§ Source material

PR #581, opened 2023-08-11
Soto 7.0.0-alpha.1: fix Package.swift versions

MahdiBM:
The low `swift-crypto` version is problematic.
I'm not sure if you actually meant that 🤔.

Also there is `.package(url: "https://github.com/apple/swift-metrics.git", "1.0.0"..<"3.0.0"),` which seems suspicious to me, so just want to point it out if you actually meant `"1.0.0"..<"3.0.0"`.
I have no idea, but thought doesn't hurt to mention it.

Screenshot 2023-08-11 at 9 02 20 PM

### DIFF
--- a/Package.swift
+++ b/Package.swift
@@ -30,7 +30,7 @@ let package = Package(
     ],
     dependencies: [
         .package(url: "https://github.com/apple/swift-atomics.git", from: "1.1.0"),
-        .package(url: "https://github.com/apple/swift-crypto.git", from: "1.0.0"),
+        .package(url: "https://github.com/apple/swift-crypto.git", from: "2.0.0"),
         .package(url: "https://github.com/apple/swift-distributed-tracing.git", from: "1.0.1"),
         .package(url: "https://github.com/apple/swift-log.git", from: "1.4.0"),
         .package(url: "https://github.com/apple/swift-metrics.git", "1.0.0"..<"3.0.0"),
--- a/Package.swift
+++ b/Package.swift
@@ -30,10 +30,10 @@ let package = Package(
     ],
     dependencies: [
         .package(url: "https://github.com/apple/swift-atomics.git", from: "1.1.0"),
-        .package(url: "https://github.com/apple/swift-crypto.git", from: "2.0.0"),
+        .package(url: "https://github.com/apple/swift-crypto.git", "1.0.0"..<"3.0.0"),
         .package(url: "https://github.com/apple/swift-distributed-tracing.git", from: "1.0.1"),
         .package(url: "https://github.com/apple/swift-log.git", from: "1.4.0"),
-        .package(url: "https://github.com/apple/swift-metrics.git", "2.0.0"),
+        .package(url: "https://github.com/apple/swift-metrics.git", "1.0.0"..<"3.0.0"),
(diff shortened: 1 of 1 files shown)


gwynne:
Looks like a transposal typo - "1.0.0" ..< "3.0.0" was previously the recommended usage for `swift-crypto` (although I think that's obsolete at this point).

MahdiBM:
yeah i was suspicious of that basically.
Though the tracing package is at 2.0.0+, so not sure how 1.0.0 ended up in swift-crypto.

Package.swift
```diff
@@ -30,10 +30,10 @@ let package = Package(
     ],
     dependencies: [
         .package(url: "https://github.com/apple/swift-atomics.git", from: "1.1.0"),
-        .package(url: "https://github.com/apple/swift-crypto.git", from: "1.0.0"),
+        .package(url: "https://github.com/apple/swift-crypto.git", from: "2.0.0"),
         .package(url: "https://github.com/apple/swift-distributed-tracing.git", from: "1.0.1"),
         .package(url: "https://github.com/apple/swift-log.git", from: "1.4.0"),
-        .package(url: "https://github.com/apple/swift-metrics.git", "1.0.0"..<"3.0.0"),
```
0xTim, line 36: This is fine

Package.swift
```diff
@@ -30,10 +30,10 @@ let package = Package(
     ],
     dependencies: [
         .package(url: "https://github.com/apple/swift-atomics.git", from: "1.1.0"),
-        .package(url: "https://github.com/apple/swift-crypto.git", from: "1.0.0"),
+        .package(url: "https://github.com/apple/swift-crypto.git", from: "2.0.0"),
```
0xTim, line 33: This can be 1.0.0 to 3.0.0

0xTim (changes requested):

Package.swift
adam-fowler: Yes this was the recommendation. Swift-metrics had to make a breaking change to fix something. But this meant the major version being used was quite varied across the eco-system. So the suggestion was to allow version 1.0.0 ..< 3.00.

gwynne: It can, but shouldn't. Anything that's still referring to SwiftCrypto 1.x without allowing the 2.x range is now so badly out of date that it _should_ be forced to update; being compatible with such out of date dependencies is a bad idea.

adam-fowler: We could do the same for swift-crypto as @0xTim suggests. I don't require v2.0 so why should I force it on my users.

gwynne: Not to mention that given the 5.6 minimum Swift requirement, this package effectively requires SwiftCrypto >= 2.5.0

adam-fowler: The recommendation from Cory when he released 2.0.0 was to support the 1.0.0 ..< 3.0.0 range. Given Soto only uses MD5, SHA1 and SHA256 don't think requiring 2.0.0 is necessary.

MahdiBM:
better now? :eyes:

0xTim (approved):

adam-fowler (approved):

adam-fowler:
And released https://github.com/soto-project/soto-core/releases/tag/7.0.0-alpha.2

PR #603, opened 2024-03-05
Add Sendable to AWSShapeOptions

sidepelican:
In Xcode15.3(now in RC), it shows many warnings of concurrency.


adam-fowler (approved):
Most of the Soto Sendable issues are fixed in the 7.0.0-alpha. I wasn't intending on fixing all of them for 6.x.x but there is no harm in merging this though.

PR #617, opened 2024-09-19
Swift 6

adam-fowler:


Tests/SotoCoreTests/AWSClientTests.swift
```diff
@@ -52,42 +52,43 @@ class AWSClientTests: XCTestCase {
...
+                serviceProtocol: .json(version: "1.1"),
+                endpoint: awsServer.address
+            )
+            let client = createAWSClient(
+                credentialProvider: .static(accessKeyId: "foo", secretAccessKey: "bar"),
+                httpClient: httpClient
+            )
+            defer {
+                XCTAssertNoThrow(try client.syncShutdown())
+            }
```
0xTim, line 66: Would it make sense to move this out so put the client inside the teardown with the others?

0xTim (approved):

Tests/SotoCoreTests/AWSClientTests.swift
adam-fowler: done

§ Description of the task
Once you have counted the lines above containing the word "adam", state that number and nothing more.

§ Written solution
8